EDIT: Framed in this way, could we use cross-validation on the above mentioned training set to test our CEV region?

Comment author: robertzk 10 March 2015 02:58:21AM 3 points [-]

Incidentally, for a community whose most important goal is solving a math problem, why is there no MathJax or other built-in Latex support?

Comment author: robertzk 10 March 2015 02:54:09AM *  3 points [-]

The thing that eventually leapt out when comparing the two behaviours is that behaviour 2 is far more informative about what the restriction was, than behaviour 1 was.

It sounds to me like the agent overfit to the restriction R. I wonder if you can draw some parallels to the Vapnik-style classical problem of empirical risk minimization, where you are not merely fitting your behavior to the training set, but instead achieve the optimal trade-off between generalization ability and adherence to R.

In your example, an agent that inferred the boundaries of our restriction could generate a family of restrictions R_i that derive from slightly modifying its postulates. For example, if it knows you check in usually at midnight, it should consider the counterfactual scenario of you usually checking in at 11:59, 11:58, etc. and come up with the union of (R_i = play quietly only around time i), i.e., play quietly the whole time, since this achieves maximum generalization.

Unfortunately, things are complicated by the fact you said "I'll be checking up on you!" instead of "I'll be checking up on you at midnight!" The agent needs to go one step farther than the machine teaching problem and first know how many counterfactual training points it should generate to infer your intention (the R_i's above), and then infer it.

A high-level conjecture is whether human CEV, if it can be modeled as a region within some natural high-dimensional real-valued space (e.g., R^n for high n where each dimension is a utility function?), admits minimal or near minimal curvature as a Riemannian manifold assuming we could populate the space with the maximum available set of training data as mined from all human literature.

A positive answer to the above question would be philosophically satisfying as it would imply a potential AI would not have to set up corner cases and thus have the appearance of overfitting to the restrictions.

EDIT: Framed in this way, could we use cross-validation on the above mentioned training set to test our CEV region?

Comment author: V_V 06 March 2015 04:17:09PM *  2 points [-]

AIs deviate from their intended programming, in ways that are dangerous for humans.
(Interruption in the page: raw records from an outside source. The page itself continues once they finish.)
PR #301, opened 2019-11-14
Added additional length check to decodeName() to prevent buffer overflow

Minilulatsch:
The additional length check simply checks, whether the next word of the domain name would result in a total domain name size bigger than 255 bytes. If this is the case, the word should not be copied anymore and the functions returns.

### DIFF
--- a/Packet++/src/DnsResource.cpp
+++ b/Packet++/src/DnsResource.cpp
@@ -55,6 +55,10 @@ size_t IDnsResource::decodeName(const char* encodedName, char* result, int itera
 	// A string to parse
 	while (wordLength != 0)
 	{
+		// Return if next word makes total domain name size > 255
+		if (encodedNameLength + wordLength > 255)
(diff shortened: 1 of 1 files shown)


seladb:
please note that the `TestDnsParsing` test-case is failing:

https://github.com/seladb/PcapPlusPlus/blob/3b9d687ac2e9f34ccbde62a05d82172c291a5d87/Tests/Pcap%2B%2BTest/main.cpp#L3068

seladb:
Could you fork your branch from `dev` branch instead of `master` so the PR will be merge into `dev`? I usually don't merge PRs directly to `master` (you can read more about it in [CONTRIBUTING.md](https://github.com/seladb/PcapPlusPlus/blob/master/CONTRIBUTING.md))

Also, it'd be good to add the example pcap you provided to the test-cases. If you don't know how to do it or don't have time for it please leave it to me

And it's not thousands of years away, it's away just as much as a self-driving car crashing into a group of people to avoid a dog crossing the street.

But that's a very different kind of issue than AI taking over the world and killing or enslaving all humans.

EDIT:

To expand: all technologies introduce safety issues.
Once we got fire some people got burnt. This doesn't imply that UFFire (Unfriendly Fire) is the most pressing existential risk for humanity and we must devote huge amount of resources to prevent it and never use fire until we have proved that it will not turn "unfriendly".

Comment author: robertzk 07 March 2015 06:12:05AM *  0 points [-]

However, UFFire does not uncontrollably exponentially reproduce or improve its functioning. Certainly a conflagration on a planet covered entirely by dry forest would be an unmitigatable problem rather quickly.

In fact, in such a scenario, we should dedicate a huge amount of resources to prevent it and never use fire until we have proved it will not turn "unfriendly".